Chapter 11. Payment System

  • The focus is on how to correctly handle payment transactions, rather than aiming for high throughput.
  • The payment flow consists of a pay-in flow (buyer -> e-commerce) and a pay-out flow (e-commerce -> seller).
  • A payment event may contain several payment orders.
  • In the pay-in flow, the payment service:
    - Accepts payment events and performs risk checks.
    - Sends payment orders to the payment executor.
    - Updates the wallet for a seller upon success of executing an order.
    - Updates the double-entry ledger.
  • Keep numbers in string format during transmission and storage to ensure precision.
  • Payment Service Provider (PSP) integration:
    - The payment executor sends a payment registration request with a UUID called nonce.
    - The PSP returns a token, which is the UUID of the payment order on the PSP side and is persisted by the payment executor.
    - The client displays a PSP-hosted payment page.
    - The web page is then redirected to the redirect URL set by the payment system based on the payment status returned by the PSP.
    - Asynchronously, the PSP returns the payment status to the payment executor via a webhook.
  • Reconciliation is a practice that periodically compares the states among related services in order to verify that they are in agreement.
  • Put a failed payment to either the retry queue or the dead letter queue.
  • Implementation of exact-once delivery:
    - Ensure at-least-once using retries.
    - Ensure at-most-once using idempotency checks.

Chapter 12. Digital Wallet

  • The functional requirement is to provide cross-wallet balance transfer.
  • It takes thousands of DB nodes to support millions of TPS.
  • Distributed transaction:
    - X/Open XA is a standard to coordinate heterogeneous database to achieve 2PC.
    - 2PC is not performant and is prone to the single point of failure.
    - 2PC wraps two phases in the same transaction, whereas TC/C separates them into separate transactions.
    - 2PC is executed at the database level, whereas TC/C and Saga are executed at the application level.
    - TC/C is better than Saga when latency requirement is high.
  • Event sourcing:
    - The advantage of event sourcing is reproducibility.
    - Only validated commands generate events.
    - Event generation (based on the state and the command) may contain randomness.
    - State update on event must be deterministic.
    - Events are saved as immutable history.
  • Command-query responsibility segregation (CQRS):
    - A single state machine for updating the state.
    - Multiple state machines for building read-only views.
  • Use mmap to log commands and events on the local disk and to cache recent ones in memory.
  • Use LSM tree-based RocksDB as the state store for optimizing write performance.
  • Use the Raft consensus algorithm to replicate the event list across multiple machines.

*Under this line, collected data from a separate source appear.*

PR #1983, opened 2019-08-07
Use correct msg when showing delete blocks confirm dialog.

mfrtrifork:
### Resolves

The incorrect text "Delete all 1 blocks?" and replaces it with "Delete block".

### Proposed Changes

Simply checks the number of blocks to delete and if only 1 then use another message.

### DIFF
--- a/core/workspace_svg.js
+++ b/core/workspace_svg.js
@@ -1504,7 +1504,8 @@ Blockly.WorkspaceSvg.prototype.showContextMenu_ = function(e) {
         deleteNext();
       } else {
         Blockly.confirm(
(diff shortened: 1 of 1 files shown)


thisandagain:
@picklesrus Would you mind taking a look at this over the next week or so?

picklesrus:
The fact that were a dialog when there was only 1 block was actually a bug. We only showed it for blocks with inputs (e.g. move (10) steps) but not for blocks without them (e.g when green flag clicked).  #1990 fixed that which should mean we never show this message when deleting a single bock.  Let me know if I'm misunderstanding though!  Thanks!

PR #1985, opened 2019-08-07
Use click event to avoid gesture problems freezing workspace

### LINKED ISSUE #4920: Cannot use blocks color eyedropper more than once, it freezes on iOS
--- Edited to add details by @paulkaplan 
Trying to use the blocks eye dropper more than once causes the UI to freeze when using iOS.
Also dragging the eyedropper around causes the whole page to move around.

paulkaplan:
### Resolves

Resolves https://github.com/LLK/scratch-gui/issues/4920 and an unreported issue where you could not use the "clear" and "fill" buttons on the microbit extension.

### Proposed Changes

Instead of using `mousedown`, for events, and then having to disable the gestures, use `click` instead, which both works on touch and does not start a gesture. 

This incidentally also fixes a problem with the `field_matrix` where the `e.button` property did not exist for touch, causing those buttons to not work. But the button property does exist for `click` events, even on touch.

/cc @khanning might be interested

### DIFF
--- a/core/field_colour_slider.js
+++ b/core/field_colour_slider.js
@@ -341,7 +341,7 @@ Blockly.FieldColourSlider.prototype.showEditor_ = function() {
     button.appendChild(image);
     div.appendChild(button);
     Blockly.FieldColourSlider.eyedropperEventData_ =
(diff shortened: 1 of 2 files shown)


kchadha (approved):
LGTM!

PR #1990, opened 2019-08-13
Now using correct delete count to check if should show dialog

mathiassoeholm:
# Proposed Changes

Checks the same delete count var, which is shown in the confirmation dialog.

### Reason for Changes

Currently we check if deleteList.length < 2 and then show a dialog with deleteCount if its above.
deleteList.length and deleteCount are not always the same. In a block with input, each input gets added to the deleteList, hence the size is larger than the amount og blocks.
Therefore it's the wrong value to check.

### DIFF
--- a/core/workspace_svg.js
+++ b/core/workspace_svg.js
@@ -1500,7 +1500,7 @@ Blockly.WorkspaceSvg.prototype.showContextMenu_ = function(e) {
       if (ws.currentGesture_) {
         ws.currentGesture_.cancel();
       }
-      if (deleteList.length < 2 ) {
+      if (deleteCount < 2 ) {
         deleteNext();
       } else {
         Blockly.confirm(


kchadha:
@mathiassoeholm Do you mind providing steps to reproduce the issue that this PR is fixing?

mathiassoeholm:
Sure :-)

1. Go to https://scratch.mit.edu/projects/editor
2. Drag a "move (10) steps" block into the canvas
3. Right-click the canvas, press Delete 1 block

Result:
There's a confirmation dialog asking: Delete all 1 blocks?

Expected result:
There should not be a confirmation dialog, since we're only deleting one block.

Now try the same steps but with the "when green flag clicked" block.
Result: It behaves correctly, because this block has no inputs.

picklesrus (approved):
Thank you! Sorry for the delay on the review. LGTM!

PR #2023, opened 2019-12-18
Fix offset of comments in stacks

### LINKED ISSUE #2022: The comment's line is too long.
### Expected Behavior

The comment line needs to be close to the block

### Actual Behavior

The comment line is so long that it's too far away from the blocks

### Steps to Reproduce

* Add two blocks like the follow images:
The input field need input long text.
image
* Add comment for this two blocks.
comment too long

Chrome 78.0.3904.108 x64

paulkaplan:
### Resolves

Resolves https://github.com/LLK/scratch-blocks/issues/2022

### Proposed Changes

Instead of bumping comments over by a factor of the stack width, bump comments over by the "overhang", meaning the difference between the width of the stack (this block and all next) and the width of this block. The anchor is already at the right edge so we don't need to offset by a full block width ever.

Thanks @picklesrus for helping pair on this!
### Reason for Changes

Current behavior
Screen Shot 2019-12-18 at 3 39 11 PM

New behavior
Screen Shot 2019-12-18 at 3 38 29 PM

### DIFF
--- a/core/scratch_block_comment.js
+++ b/core/scratch_block_comment.js
@@ -313,20 +313,17 @@ Blockly.ScratchBlockComment.prototype.autoPosition_ = function() {
         this.iconXY_.x + minimizedOffset;
     this.y_ = this.iconXY_.y - (Blockly.ScratchBubble.TOP_BAR_HEIGHT / 2);
   } else {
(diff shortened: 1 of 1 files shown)


kchadha (approved):
LGTM!

PR #2036, opened 2020-01-29
Scripts for automating translation in travis.

### LINKED ISSUE #1608: Automate translation updates
### Expected Behavior

When changes to the `messages.js` file merged, the `en.json` source on Transifex should be updated. Updated translations should also be downloaded to make sure that all languages include any new keys (even though they will initially be the default English)

On deploys we should download currently reviewed translations and regenerate `scratch_msgs.js`

chrisgarrity:
### Resolves

Fixes #1608 

### Proposed Changes

i18n/sync_translations.sh: doesn’t do anything if it isn’t a cron job. Otherwise, it updates and tests messages, then commits and pushes to develop branch if there are no errors.

.travis.yml: adds syncing translations before the build script. Trying to keep the .travis config changes minimal.

#### Questions
* Does the sync script need to check out develop since that is the branch that is getting built by the cron job?
* For now it's only staging changes in the msg directory (that's where translations show up). Is there any reason to stage more?
* added the redirect to `/dev/null` on the `git remote` command to avoid leaking the $GH_TOKEN, does the `git push` also need the redirect?
* would it be better to do a more major refactor of the travis.yml to have a `jobs` section?
* Since this does a commit on develop, I think it will kick off another travis build (Yes?). I'm assuming that build should be the one to build and release, so the cron job should skip releasing.

### Reason for Changes
Better ergonomics

### Testing

Testing involves getting travis to build and release.

### DIFF
--- a/i18n/sync_translations.sh
+++ b/i18n/sync_translations.sh
@@ -1,0 +1,17 @@
+#!/bin/bash
+if [ "${TRAVIS_EVENT_TYPE}" == "cron" ]
+  then
+    echo "Starting translation sync"
+    set -ev
+    git checkout develop
+    # update translations, and test any updated messages
+    npm run translate
+    npm run translate:update
+    npm run test:messages
+    # stage any changes in the msg directory
+    git add ./msg
+    git commit -m 'update translations from transifex'
+    # add remote, make sure that API token doesn't end up in the log
+    git remote add origin-translation https://${GH_TOKEN}@github.com/LLK/scratch-blocks.git > /dev/null 2>&1
+    git push --set-upstream origin-translation develop
+fi
--- a/i18n/sync_translations.sh
+++ b/i18n/sync_translations.sh
@@ -10,7 +10,7 @@ if [ "${TRAVIS_EVENT_TYPE}" == "cron" ]
     npm run test:messages
     # stage any changes in the msg directory
     git add ./msg
-    git commit -m 'update translations from transifex'
+    git commit -m '[skip ci] Update translations from transifex'
     # add remote, make sure that API token doesn't end up in the log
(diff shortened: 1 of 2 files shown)


i18n/sync_translations.sh
```diff
@@ -0,0 +1,17 @@
...
+    echo "Starting translation sync"
+    set -ev
+    git checkout develop
+    # update translations, and test any updated messages
+    npm run translate
+    npm run translate:update
+    npm run test:messages
+    # stage any changes in the msg directory
+    git add ./msg
+    git commit -m 'update translations from transifex'
```
rschamp: When this gets pushed to develop, I think it will kick off another job, right? It looks like the build published by this cron job will include the changes to `msg`, so that second build will be redundant. I think we should try to make this silent to ci, so that it makes the commit and pushes it, but that one doesn't kick off a new build (the capitalization also made me twitch :)

```suggestion
    git commit -m '[skip ci] Update translations from transifex'
```

rschamp (changes requested):

rschamp (approved):
> Does the sync script need to check out develop since that is the branch that is getting built by the cron job?

I don't think it's necessary, but it's probably good to be explicit. Although I suppose you could argue that it would be more flexible if we didn't hard-code the branch, so the cron job could configure which branch to build? I think it's fine for now as-is.

> For now it's only staging changes in the msg directory (that's where translations show up). Is there any reason to stage more?

I think it's good that we're telling it exactly what to commit, since otherwise we might push something we don't expect.

> added the redirect to /dev/null on the git remote command to avoid leaking the $GH_TOKEN, does the git push also need the redirect?

I think since Travis blanks out any instance of secure variable values in logs we don't even need that redirect on the remote command. No problem with it being there though.

> would it be better to do a more major refactor of the travis.yml to have a jobs section?

Better to just port to CircleCI, and definitely not necessary for this change.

Chapter 13. Stock Exchange

  • Clients interact with the stock exchange system via the brokers to
    - Place orders.
    - View executions by order.
    - View market data (L2 order book).
    - Download historical data (candlestick charts) for analysis.
  • An order is an inbound instruction, and an execution is an outbound matched result.
  • The latency-sensitive trading flow consists of:
    - The client gateway, which provides authentication, rate limiting, validation, etc.
    - The order manager, which evaluates risks and checks users’ wallets.
    - The sequencer, stamps every inbound order and outbound execution pair with a sequence ID to provide functional determinism.
    - The matching engine, which matches buy and sell orders.
  • The market data publisher receives executions from the matching engine and builds (1) order books and (2) candlestick charts.
  • The order manager merges incoming orders and outgoing executions into a reporting flow.
  • An order book is a list of buy and sell orders for a specific security or financial instrument organized by price level.
  • To reduce end-to-end latency of the trading flow:
    - Put everything in a single server to eliminate network hops.
    - Use mmap and shared memory for interprocess communication.
    - Make each application loop single-threaded and pinned to a fixed CPU core.
  • Keep a warm matching engine as a fast failover of the hot one.
  • Use the Raft protocol to elect a new server when the active one dies.